TASK DESCRIPTION: Below are the records; print them all without any alteration.

RECORDS FOR THE EXERCISE:
PR #4882, opened 2021-03-02
Enable transaction aggregation by default

axw:
## Motivation/summary

Enable by default so the UI can set the metrics-based mode to auto or on by default.
We still don't drop unsampled transactions by default.

## Checklist

- [x] Update [CHANGELOG.asciidoc](https://github.com/elastic/apm-server/blob/master/CHANGELOG.asciidoc)
~- [ ] Documentation has been updated~ there are currently no docs for this feature.

## How to test these changes

1. Run apm-server with default config
2. Send some transactions
3. Wait a minute or so
4. Check for transaction metrics docs (should contain `transaction.duration.histogram`)

## Related issues

Closes #4816

PR #5000, opened 2021-03-25
[7.x] Enable transaction aggregation by default (#4882)

axw:
 - Enable transaction aggregation by default (#4882)


axw:
@Mergifyio update

PR #5005, opened 2021-03-25
[7.x] display timeouts to user as "server timeout" (506311f0)

axw:
 - display timeouts to user as "server timeout" (506311f0)


axw:
Ah just realised that the PR was not squashed. Will recreate...

PR #5009, opened 2021-03-26
[7.x] model: de-pointer several integer fields (#4924)

axw:
 - model: de-pointer several integer fields (#4924)


axw:
@Mergifyio update

Issue #9485, opened 2022-11-01
Disable indexing for custom application metrics


axw:
In https://github.com/elastic/apm-server/pull/9316, we have added `index: false` to well-defined metrics, such as system metrics (e.g. CPU usage), and language/runtime-specific metrics (e.g. JVM garbage collector metrics). The rationale behind this is that it is unusual to search on metric values -- they are typically only aggregated -- so we can disable indexing to save some storage space.

We should also do this for custom, application-defined metrics. These are dynamically mapped, so we would need to update the dynamic templates used for mapping them: https://github.com/elastic/apm-server/blob/d87c885d3cedb15c45adb7ca3c007157aa60a9a6/apmpackage/apm/data_stream/app_metrics/manifest.yml#L20-L32

lahsivjar:
Tested with the latest 8.6.0 BC: `8.6.0-8cf9e954`. Validated that indexing is `false` for custom app metrics.

PR #9504, opened 2022-11-03
feat: mark custom metrics as doc-value-only

kruskall:
## Checklist

## Related issues

Closes https://github.com/elastic/apm-server/issues/9485


apmpackage/apm/data_stream/app_metrics/manifest.yml
```diff
@@ -30,8 +30,10 @@ elasticsearch:
         - double:
             mapping:
               type: double
+              index: false
         - numeric_labels:
             path_match: numeric_labels.*
             mapping:
               type: scaled_float
+              index: false
```
axw, line 38: I don't think we want this. Labels may be used for searching; they're not necessarily metrics.

axw (changes requested):

apmpackage/apm/data_stream/app_metrics/manifest.yml
kruskall: Oh, good point! Updated :+1:

axw (approved):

RESULT BELOW:
PR #4882, opened 2021-03-02
Enable transaction aggregation by default

axw:
## Motivation/summary

Enable by default so the UI can set the metrics-based mode to auto or on by default.
We still don't drop unsampled transactions by default.

## Checklist

- [x] Update [CHANGELOG.asciidoc](https://github.com/elastic/apm-server/blob/master/CHANGELOG.asciidoc)
~- [ ] Documentation has been updated~ there are currently no docs for this feature.

## How to test these changes

1. Run apm-server with default config
2. Send some transactions
3. Wait a minute or so
4. Check for transaction metrics docs (should contain `transaction.duration.histogram`)

## Related issues

Closes #4816

PR #5000, opened 2021-03-25
[7.x] Enable transaction aggregation by default (#4882)

axw:
 - Enable transaction aggregation by default (#4882)


axw:
@Mergifyio update

PR #5005, opened 2021-03-25
[7.x] display timeouts to user as "server timeout" (506311f0)

axw:
 - display timeouts to user as "server timeout" (506311f0)


axw:
Ah just realised that the PR was not squashed. Will recreate...

PR #5009, opened 2021-03-26
[7.x] model: de-pointer several integer fields (#4924)

axw:
 - model: de-pointer several integer fields (#4924)


axw:
@Mergifyio update

Issue #9485, opened 2022-11-01
Disable indexing for custom application metrics


axw:
In https://github.com/elastic/apm-server/pull/9316, we have added `index: false` to well-defined metrics, such as system metrics (e.g. CPU usage), and language/runtime-specific metrics (e.g. JVM garbage collector metrics). The rationale behind this is that it is unusual to search on metric values -- they are typically only aggregated -- so we can disable indexing to save some storage space.

We should also do this for custom, application-defined metrics. These are dynamically mapped, so we would need to update the dynamic templates used for mapping them: https://github.com/elastic/apm-server/blob/d87c885d3cedb15c45adb7ca3c007157aa60a9a6/apmpackage/apm/data_stream/app_metrics/manifest.yml#L20-L32

lahsivjar:
Tested with the latest 8.6.0 BC: `8.6.0-8cf9e954`. Validated that indexing is `false` for custom app metrics.

PR #9504, opened 2022-11-03
feat: mark custom metrics as doc-value-only

kruskall:
## Checklist

## Related issues

Closes https://github.com/elastic/apm-server/issues/9485


apmpackage/apm/data_stream/app_metrics/manifest.yml
```diff
@@ -30,8 +30,10 @@ elasticsearch:
         - double:
             mapping:
               type: double
+              index: false
         - numeric_labels:
             path_match: numeric_labels.*
             mapping:
               type: scaled_float
+              index: false
```
axw, line 38: I don't think we want this. Labels may be used for searching; they're not necessarily metrics.

axw (changes requested):

apmpackage/apm/data_stream/app_metrics/manifest.yml
kruskall: Oh, good point! Updated :+1:

axw (approved):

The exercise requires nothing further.